§ Task instructions:
Tell how many lines in the data below include the word "working". The answer is the number only.

+---+

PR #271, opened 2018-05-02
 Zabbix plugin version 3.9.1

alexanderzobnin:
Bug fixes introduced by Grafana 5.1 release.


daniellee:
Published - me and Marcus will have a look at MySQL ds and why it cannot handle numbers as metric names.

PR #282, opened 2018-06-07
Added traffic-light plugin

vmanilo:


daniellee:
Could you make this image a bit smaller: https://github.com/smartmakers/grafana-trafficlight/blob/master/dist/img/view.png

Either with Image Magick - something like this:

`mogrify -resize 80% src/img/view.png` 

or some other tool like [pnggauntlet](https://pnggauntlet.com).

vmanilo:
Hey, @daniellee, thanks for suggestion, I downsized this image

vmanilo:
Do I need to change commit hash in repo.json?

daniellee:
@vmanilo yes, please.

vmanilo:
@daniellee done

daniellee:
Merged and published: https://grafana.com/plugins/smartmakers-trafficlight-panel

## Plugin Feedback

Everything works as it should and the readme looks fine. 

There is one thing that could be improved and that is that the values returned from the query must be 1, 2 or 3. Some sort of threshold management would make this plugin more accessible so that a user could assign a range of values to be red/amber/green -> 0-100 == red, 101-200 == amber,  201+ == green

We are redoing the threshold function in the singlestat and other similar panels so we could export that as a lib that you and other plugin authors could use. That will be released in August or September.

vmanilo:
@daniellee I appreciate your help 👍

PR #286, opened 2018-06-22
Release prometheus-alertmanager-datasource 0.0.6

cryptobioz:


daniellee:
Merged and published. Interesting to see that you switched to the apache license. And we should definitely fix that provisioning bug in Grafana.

+---+

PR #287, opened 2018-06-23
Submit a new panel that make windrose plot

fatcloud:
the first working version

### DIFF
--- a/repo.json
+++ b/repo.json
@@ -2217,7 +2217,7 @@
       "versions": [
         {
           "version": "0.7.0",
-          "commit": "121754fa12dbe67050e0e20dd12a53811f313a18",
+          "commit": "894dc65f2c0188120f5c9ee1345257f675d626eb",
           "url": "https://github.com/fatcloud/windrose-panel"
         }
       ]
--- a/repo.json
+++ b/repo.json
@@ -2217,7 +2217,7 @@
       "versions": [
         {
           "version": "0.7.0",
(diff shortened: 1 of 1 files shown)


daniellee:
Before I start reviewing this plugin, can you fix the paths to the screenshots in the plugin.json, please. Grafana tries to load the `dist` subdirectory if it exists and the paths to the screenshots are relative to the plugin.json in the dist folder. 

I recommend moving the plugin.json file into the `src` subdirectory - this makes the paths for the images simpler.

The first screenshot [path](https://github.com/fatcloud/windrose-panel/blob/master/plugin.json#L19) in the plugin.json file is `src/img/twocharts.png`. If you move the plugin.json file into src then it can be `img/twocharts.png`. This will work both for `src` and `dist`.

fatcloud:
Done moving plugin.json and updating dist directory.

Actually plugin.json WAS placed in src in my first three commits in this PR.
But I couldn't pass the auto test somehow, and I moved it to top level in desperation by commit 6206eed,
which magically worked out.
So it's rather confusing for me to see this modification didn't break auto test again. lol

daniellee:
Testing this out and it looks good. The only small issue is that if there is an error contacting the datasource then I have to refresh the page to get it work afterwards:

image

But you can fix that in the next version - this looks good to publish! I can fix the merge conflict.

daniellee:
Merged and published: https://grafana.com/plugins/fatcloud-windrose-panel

+---+

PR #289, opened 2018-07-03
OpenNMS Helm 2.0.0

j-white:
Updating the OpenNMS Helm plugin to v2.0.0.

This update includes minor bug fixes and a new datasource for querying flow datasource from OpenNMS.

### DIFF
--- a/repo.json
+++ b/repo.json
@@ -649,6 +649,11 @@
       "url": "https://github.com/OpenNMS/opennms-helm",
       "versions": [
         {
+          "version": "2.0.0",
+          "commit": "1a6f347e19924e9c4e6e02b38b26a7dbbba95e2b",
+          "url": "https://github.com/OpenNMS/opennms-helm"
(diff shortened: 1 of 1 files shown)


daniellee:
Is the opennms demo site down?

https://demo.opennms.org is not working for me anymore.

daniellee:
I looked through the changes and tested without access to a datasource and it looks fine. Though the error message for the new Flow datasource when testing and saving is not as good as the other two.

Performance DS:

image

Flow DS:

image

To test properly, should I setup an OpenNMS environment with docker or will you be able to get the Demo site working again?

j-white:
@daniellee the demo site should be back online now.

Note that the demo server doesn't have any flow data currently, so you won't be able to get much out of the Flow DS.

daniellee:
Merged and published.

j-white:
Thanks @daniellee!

+---+

§ Task solution:
3